The major potential impacts are:
a) Manufacturability and PCB manufacturing equipment providers: The SINTEC project will inspire those companies in the realm of electronics production to open their eyes to the necessary investments in deposition technology for both stretchable insulator materials, as well as for stretchable/liquid conductive materials.
b) Fat-IBC and electrophysiological sensors: The impact on society by improved small and unobtrusive hardware for broadband and cyber secure IBC is broad. For wearable electrophysiological sensors, SINTEC aims to contribute dramatically in the arising of the new generation of wearable sensors: thanks to the technology leaps targeted in the project, a new generation of sensors addressing not only the electrical activity of the heart, but also the complete haemodynamic assessment of the cardiovascular system will be enabled. Furthermore, the improved comfort and artefact immunity expected by the solutions developed in the project will contribute to speed up the diffusion of wearables and to drive the changes in the society. Fat-IBC provides wearable and implantable medical care solution with high bandwidth, robustness, low power consumption, and security.

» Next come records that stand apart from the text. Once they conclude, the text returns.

PR #195, opened 2024-04-01
fetch: fix the empty string interpreted as null for not-null column

ZhouXing19:
Previously, even for column that is not null, the empty string will be exported to the csv as a non-quoted empty entry, resulting in this value being imported/copied as NULL into the target table, and lead to a `not null constraint violated` error.

This patch is to check if the target column is not null, and if the value for it is an empty string, it should be exported as a quoted empty string, so that we can differentiate it with the null case.

Release note (bug fix): fix the bug where empty string interpreted as null for not-null column.


ZhouXing19:
This is a (super) temporary solution for the escalation from the customer. It inspired that we should allow user-specified null for both export and import stage. 

- It would be nice if we have the `FORCE NULL` and `FORCE NOT NULL` implemented for copy:  https://github.com/cockroachdb/cockroach/issues/85575
- We should allow user to specify `nullif` for IMPORT INTO: https://www.cockroachlabs.com/docs/stable/import-into
- We should allow user to specify `null` for COPY FROM: https://www.cockroachlabs.com/docs/stable/copy-from

fetch/datablobstorage/copy_direct.go
```diff
@@ -52,7 +52,9 @@ func (c *copyCRDBDirect) CreateFromReader(
 	}
 
 	c.logger.Debug().Int("batch", iteration).Msgf("csv batch starting")
-	if _, err := conn.PgConn().CopyFrom(ctx, r, dataquery.CopyFrom(table, false /*skipHeader*/)); err != nil {
+	query := dataquery.CopyFrom(table, false /*skipHeader*/)
+	c.logger.Info().Msgf("runnign copy drom: %s", query)
```
Jeremyyang920, line 56:
```suggestion
	c.logger.Info().Msgf("runnign copy from: %s", query)
```
This shouldn't log anything sensitive out right? We redacted the one for import since i had credentials. But copy from should be safe right?

Jeremyyang920: We should also make this debug level to match the import level.

Jeremyyang920 (commented):
Approving for now so we can help the customer, but lets followup shortly with the todo fixes to clean it up.

fetch/datablobstorage/copy_direct.go
ZhouXing19: Yes, `COPY FROM` stmt only contains the table and column names so should be fine.

Jeremyyang920 (approved):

c) Sports: One of the aims of the project is to strengthen the competitiveness of the Östersund region in several sectors, by providing a unique wearable technology platform for Internet of Sports (IoS) well suited for athletes and fitness enthusiasts. Since mass often follows class, role models as elite athletes are important. The link between high-performance elite, fitness enthusiasts and general public (youths as well as elders) has impact on public health, especially in preventive health. The sports sector has been designated by the EU as a development area with great potential to contribute to achieving the goals of the H2020 strategy.
d) Healthcare: An aging population and poor health of people increase the demand for constant monitoring. Limited existing medical resources and expensive conventional medical attention are unable to meet these requirements. Hence, it will become necessary to replace the conventional health care system with a novel, efficient and economic one. Wearable medical sensor technology will give a significant contribution in tackling these huge societal challenges.